Cloudflare joined the industrywide race to deploy AI-optimized graphics processing units in the cloud last month.
“Right now, there are members of the Cloudflare team traveling the world with suitcases full of GPUs, installing them throughout our network,” CEO Matthew Prince said during the company’s Q3 2023 earnings call in November.
The cloud service provider had inference-optimized GPUs running in 75 cities and was on schedule to install the chips in 100 regions by the end of the year. Prince aims to make Cloudflare “the most widely distributed cloud-based AI inference platform,” he told CIO Dive in an interview Thursday.
Not all AI workloads are the same. Training LLMs is far more data intensive than the inferencing that’s done when users submit queries to a pre-trained model or the customizations that take place during fine-tuning.
Cloudflare is banking on this distinction as it readies its edge network for an inferencing influx.
“We are not the right place to do training directly on our infrastructure,” Prince said. “For training, what you really want is a big building full of lots of machines with the latest, greatest GPUs.”
Cloudflare’s network of smaller data centers, which extends to 310 cities in over 120 countries, has two key use cases for enterprise customers, Prince said: moving training data closer to hyperscaler GPU clusters and running inference workloads.
“Inference actually requires a different set of GPUs and a different scheduling algorithm than training,” Prince said. “You don't need the latest, greatest GPUs. In fact, inference-tuned GPUs are in much greater supply than some of the other AI chips.”
Training technology
AWS, Microsoft and Google Cloud are scaling for training as generative AI remakes their infrastructure.
The three largest hyperscalers were invested in expanding GPU infrastructure to handle AI workloads prior to the arrival of ChatGPT late last year. But OpenAI’s breakthrough technology has intensified the GPU deployment race and raised the possibility of a chip shortage.
Leading GPU manufacturer Nvidia has established partnerships around AI chips with AWS, Microsoft and Google Cloud. The CSPs are also developing proprietary AI chips as a hedge against scarcity and third-party vendor dependency.

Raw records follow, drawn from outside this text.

PR #1884, opened 2023-12-13
chore(ci): test derper deploy flow

Arqu:
## Description

Deploys the test derper on a daily basis at 4am. Can also be manually triggered to bump.

## Change checklist

- [ ] Self-review.
- [ ] Tests if relevant.

### DIFF
--- a/.github/ansible/redeploy-derper.yml
+++ b/.github/ansible/redeploy-derper.yml
@@ -1,0 +1,25 @@
+---
+- name: Update derper node
+  hosts: derper
+  become: yes
+
+  tasks:
+  - name: Make sure derper is stopped
+    ansible.builtin.systemd:
+      state: stopped
+      enabled: yes
+      name: derper
+  - name: Fetch derper binary
+    get_url:
+      url: https://vorc.s3.us-east-2.amazonaws.com/derper-linux-amd64-latest
+      mode: '0755'
+      force: yes
+      dest: /usr/local/bin/derper
+  - name: Allow ports
+    shell:
+      cmd: sudo setcap CAP_NET_BIND_SERVICE=+eip /usr/local/bin/derper
+  - name: Make sure derper is started
+    ansible.builtin.systemd:
+      state: restarted
+      enabled: yes
+      name: derper
--- a/.github/ansible/redeploy-derper.yml
+++ b/.github/ansible/redeploy-derper.yml
@@ -11,7 +11,7 @@
       name: derper
   - name: Fetch derper binary
     get_url:
-      url: https://vorc.s3.us-east-2.amazonaws.com/derper-linux-amd64-latest
+      url: https://vorc.s3.us-east-2.amazonaws.com/derper-linux-amd64-{{ derper_version }}
       mode: '0755'
       force: yes
       dest: /usr/local/bin/derper
--- a/.github/ansible/redeploy-derper.yml
+++ b/.github/ansible/redeploy-derper.yml
@@ -4,11 +4,6 @@
   become: yes
 
   tasks:
-  - name: Make sure derper is stopped
-    ansible.builtin.systemd:
-      state: stopped
-      enabled: yes
-      name: derper
   - name: Fetch derper binary
     get_url:
       url: https://vorc.s3.us-east-2.amazonaws.com/derper-linux-amd64-{{ derper_version }}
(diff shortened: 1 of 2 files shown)


.github/ansible/redeploy-derper.yml
```diff
@@ -0,0 +1,25 @@
...
+  become: yes
+
+  tasks:
+  - name: Make sure derper is stopped
+    ansible.builtin.systemd:
+      state: stopped
+      enabled: yes
+      name: derper
+  - name: Fetch derper binary
+    get_url:
```
flub, line 13: they recommend
```suggestion
    ansible.builtin.get_url:
```
apparently

flub: So I can't really find how atomically this writes to the destination.  Which seems such a basic question which is not answered.  But what happens when the download fails halfway?  Is the original file left untouched?

Also, how does that work for the entire flow here?  Is the restart not happening in that case and this service is left stopped?

.github/ansible/redeploy-derper.yml
```diff
@@ -0,0 +1,25 @@
...
+      url: https://vorc.s3.us-east-2.amazonaws.com/derper-linux-amd64-{{ derper_version }}
+      mode: '0755'
+      force: yes
+      dest: /usr/local/bin/derper
+  - name: Allow ports
+    shell:
+      cmd: sudo setcap CAP_NET_BIND_SERVICE=+eip /usr/local/bin/derper
+  - name: Make sure derper is started
+    ansible.builtin.systemd:
+      state: restarted
```
flub, line 23: it seems to me that this is the only systemd interaction needed.  The stopping earlier can only result in a stopped service if the download fails I'd expect (I'm guessing at how ansible works here).  But there should be nothing wrong with downloading the binary while the service is still running.

.github/workflows/test_derper.yml
```diff
@@ -0,0 +1,70 @@
...
+        env:
+            # Using self-hosted runners so use local cache for sccache and
+            # not SCCACHE_GHA_ENABLED.
+            RUSTC_WRAPPER: "sccache"
+            RUST_BACKTRACE: full
+            RUSTV: stable
+        steps:
+        - uses: actions/checkout@v2
+        - name: Install rust
+          run: rustup toolchain install stable
```
flub, line 32: why choose this over the `dtolnay/rust-toolchain@stable` action we use everywhere else?

.github/workflows/test_derper.yml
```diff
@@ -0,0 +1,70 @@
...
+        
+
+    deploy_derper:
+        runs-on: ubuntu-latest
+        if: github.ref_name=='main'
+        needs: build_derper
+        steps:
+        - uses: actions/checkout@v2
+        - name: Run Staging Deploy Playbook
+          uses: arqu/action-ansible-playbook@master
```
flub, line 63: why forked?

flub (approved):
oops, didn't mean to block this.

.github/workflows/test_derper.yml
Arqu: I don't trust random actions on other peoples repos and tied to main/master.

.github/workflows/test_derper.yml
Arqu: Cause I copy and pasted it from the iroh ci.yml file 😢 
I'll update what I find.

.github/ansible/redeploy-derper.yml
Arqu: Let's try 🤷

.github/ansible/redeploy-derper.yml
Arqu: Yes a failed step would leave the derper stopped in this case.

Also from the docs
`unsafe_writes`
```
By default this module uses atomic operations to prevent data corruption or inconsistent reads from the target files, but sometimes systems are configured or just broken in ways that prevent this. One example is docker mounted files, which cannot be updated atomically from inside the container and can only be written in an unsafe manner.
```

.github/workflows/test_derper.yml
flub: :+1: though, should probably clone them to n0-computer org

.github/ansible/redeploy-derper.yml
flub: yeah, i also found `unsafe_writes` which i interpreted as a very weak hint that by default they try and do the write atomically.  but this isn't described at all :(

Indeed, let's try it and assume it only replaces the file atomically if the download succeeds.  It'd just be nice to document these kind of things...

PR #1885, opened 2023-12-13
fix: do not block on network change

dignifiedquire:
There was a deadlock due to the usage of the inner actor message loop in handling network changes, which would trigger a deadlock. 

Additionally the following two fixes are included
- clearing endpoint state when connectivity is changed
- drop incoming messages when the magicsock is overloaded

### DIFF
--- a/iroh-net/src/magicsock.rs
+++ b/iroh-net/src/magicsock.rs
@@ -1664,7 +1664,7 @@ impl Actor {
     }
 
     async fn handle_network_change(&mut self, is_major: bool) {
-        warn!("link change detected: major? {}", is_major);
+        debug!("link change detected: major? {}", is_major);
 
         if is_major {
             // Clear DNS cache
@@ -3117,7 +3117,7 @@ pub(crate) mod tests {
             let delay = rand::thread_rng().gen_range(10..=500);
             Duration::from_millis(delay)
         };
-        let rounds = 20;
+        let rounds = 10;
 
         let m1_t = m1.clone();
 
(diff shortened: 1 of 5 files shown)


iroh-net/src/magicsock.rs
```diff
@@ -2934,7 +2930,7 @@ pub(crate) mod tests {
             };
         }
 
-        for i in 0..10 {
+        for i in 0..100 {
```
Arqu, line 2933: can we bring this back down to 10 when we want to merge?

Arqu (approved):
LGTM but pls drop 100 > 10, saves about a minute of CI time.

iroh-net/src/magicsock.rs
dignifiedquire: yeah, I just wanted to make sure this is stable first

iroh-net/src/magicsock/derp_actor.rs
```diff
@@ -233,10 +235,10 @@ impl ActiveDerp {
                             src: source,
                             buf: data,
                         };
-                        self.msg_sender
-                            .send(ActorMessage::ReceiveDerp(res))
-                            .await
-                            .ok();
+                        if let Err(err) = self.msg_sender.try_send(ActorMessage::ReceiveDerp(res)) {
```
dignifiedquire, line 238: I have seen this happen a lot in shutdown, so I think this seems like a good idea, but also means we are not slowing down here, when the magicsock is overloaded.

Issue #2142, opened 2024-04-03
Repeated warning: WARN iroh_bytes::store::fs::tables: failed to delete Sizes data-


dignifiedquire:
Seeing this come up quite often:

```
2024-04-03T18:43:54.531868Z  INFO iroh_bytes::store::fs::tables: deleting Sizes
2024-04-03T18:43:54.531927Z  WARN iroh_bytes::store::fs::tables: failed to delete Sizes data-3/blobs/data/10ffa91002b0bbb3fa0e596ee5808f6e09f8fa1e57e47291f865fac52127d5ba.sizes4: No such file or directory (os error 2)
```

PR #2199, opened 2024-04-16
fix(iroh-bytes): do not log redundant file delete error

rklaehn:
## Description

fix(iroh-bytes): do not log when a file can not be deleted...

because it is not there. this makes the delete op idempotent, and also helps in case the file was not there in the first place.

Fixes https://github.com/n0-computer/iroh/issues/2142

## Change checklist

- [ ] Self-review.
- [ ] Tests if relevant.

### DIFF
--- a/iroh-bytes/src/store/fs/tables.rs
+++ b/iroh-bytes/src/store/fs/tables.rs
@@ -149,12 +149,15 @@ impl DeleteSet {
                 BaoFilePart::Sizes => options.owned_sizes_path(hash),
             };
             if let Err(cause) = std::fs::remove_file(&path) {
-                tracing::warn!(
-                    "failed to delete {:?} {}: {}",
-                    to_delete,
-                    path.display(),
-                    cause
-                );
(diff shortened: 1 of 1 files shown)


iroh-bytes/src/store/fs/tables.rs
```diff
@@ -149,12 +149,15 @@ impl DeleteSet {
...
             };
             if let Err(cause) = std::fs::remove_file(&path) {
-                tracing::warn!(
-                    "failed to delete {:?} {}: {}",
-                    to_delete,
-                    path.display(),
-                    cause
-                );
+                // Ignore NotFound errors, if the file is already gone that's fine.
+                if cause.kind() == std::io::ErrorKind::NotFound {
```
dignifiedquire, line 153: shouldn't this be `!=`?

rklaehn: who says reviews don't catch bugs...

dignifiedquire (approved):

PR #2201, opened 2024-04-17
feat(iroh-net): extend discovery NodeInfo to allow direct addrs

rklaehn:
## Description

feat(iroh-net): extend discovery NodeInfo to allow direct addrs

This should be compatible with what is sketched in https://github.com/n0-computer/iroh/issues/2149

For now we leave the direct addresses empty, but having this would allow tools like https://github.com/n0-computer/iroh-examples/tree/main/iroh-pkarr-node-discovery to publish everything (optionally) without having to reimplement the conversion from/to signed packets.

## Change checklist

- [x] Self-review.
- [x] Tests if relevant.


Frando (approved):
Looks good to me

PR #2209, opened 2024-04-18
fix(iroh-net): do not persist invalid node addresses

Frando:
## Description

Changes the logic of which addresses are persisted in the magic endpoint:
* For nodes that were used in the current session, only the paths that were successfully used will be saved. This means that invalid paths will be omitted. If all paths are invalid, and no relay URL is known, the node will not be persisted at all.
* For nodes that were not used at all, all known information will be persisted. This is in place to not forget all info if a node starts, loads the addressbook, and then shuts down again without doing anything.

## Notes & open questions

Still needs a test for the new behavior, will do tomorrow

## Change checklist

- [ ] Self-review.
- [ ] Tests if relevant.

### DIFF
--- a/iroh-net/src/magicsock/node_map.rs
+++ b/iroh-net/src/magicsock/node_map.rs
@@ -92,11 +92,9 @@ impl NodeMap {
         }
     }
 
-    /// Get the known node addresses stored in the map. Nodes with empty addressing information are
-    /// filtered out.
-    #[cfg(test)]
-    pub fn known_node_addresses(&self) -> Vec<NodeAddr> {
-        self.inner.lock().known_node_addresses().collect()
+    /// Get the known node addresses which should be persisted.
+    pub fn node_addresses_for_storage(&self) -> Vec<NodeAddr> {
+        self.inner.lock().node_addresses_for_storage().collect()
     }
 
     /// Add the contact information for a node.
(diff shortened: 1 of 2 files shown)


dignifiedquire:
seems sensible, cc @divagant-martian and @flub who have both stared at this code before 😅

flub:
I have largely mixed feelings about this, because it is extremely difficult to come up with something that always works reasonably well.  While it is true that storing all the junk paths is pointless, it is far from clear which paths are junk and which are not generally.  You could say to only store publicly reachable addresses, but that would not work for a local cluster etc etc.

One immediate concern I have with this implementation is that it mixes two very different philosophies.  It tries to both store just what worked, but then also stores everything if it didn't work.  Generally the derp approach is "flood things till it works" with little care for the harm that could do.  But now we're starting to react to that harm (rightfully so!).

Maybe taking a step back is better: we are storing these so that we can more reliably re-connect to a node we know existed.  Now we have iroh-dns however!  do we really still need to store this?

dignifiedquire:
> do we really still need to store this?

yes, I am wondering if we should only store addresses we have confirmed good, and drop everything else

divagant-martian:
> Now we have iroh-dns
do we somehow register nodes in a vpn-fashion dns (like tailscale's MagicDNS)? Otherwise how do you contact a node without a server name

I think the approach makes sense, since we ping all the known paths for a node it is a safe assumptions that the unused ones are (at least provisionally) invalid, while for uncontacted nodes they are all unverified.

Maybe worth noting too that this idea mostly comes from tailscale where a single node entity can have multiple addresses that are simultaneously valid. I'm not sure this applies to our case in general

flub:
in chat we discussed maybe just going with this, and consider stop storing altogether once we also have mdns discovery on top of iorh-dns.

flub (approved):

PR #2219, opened 2024-04-22
fix(ci): release builds

Arqu:
## Description

Runs the usual release flow, but now also creates a draft release and attaches all binaries to it.

Also closes: https://github.com/n0-computer/iroh/issues/2232

Sample: https://github.com/n0-computer/iroh/releases/tag/untagged-b36c22bc1e19cbd75396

Cloudflare partnered with Nvidia in 2021 to bring GPUs to its edge network and began installing the chipmaker’s full stack inference servers and software in September. But, as GPUs become a scarce resource, Prince said Cloudflare will shop around for silicon.
“While Nvidia has been a great partner and they are the leader in the space, we anticipate that we will be very promiscuous with the various GPU providers that we use,” Prince said, pointing to Intel, AMD and Qualcomm as potential sources.
“What we want to do is make sure that, across the world, we've got a number of different inference-optimized silicon options so that our customers don't have to think about it at all,” Prince said. “They just pay for the results.”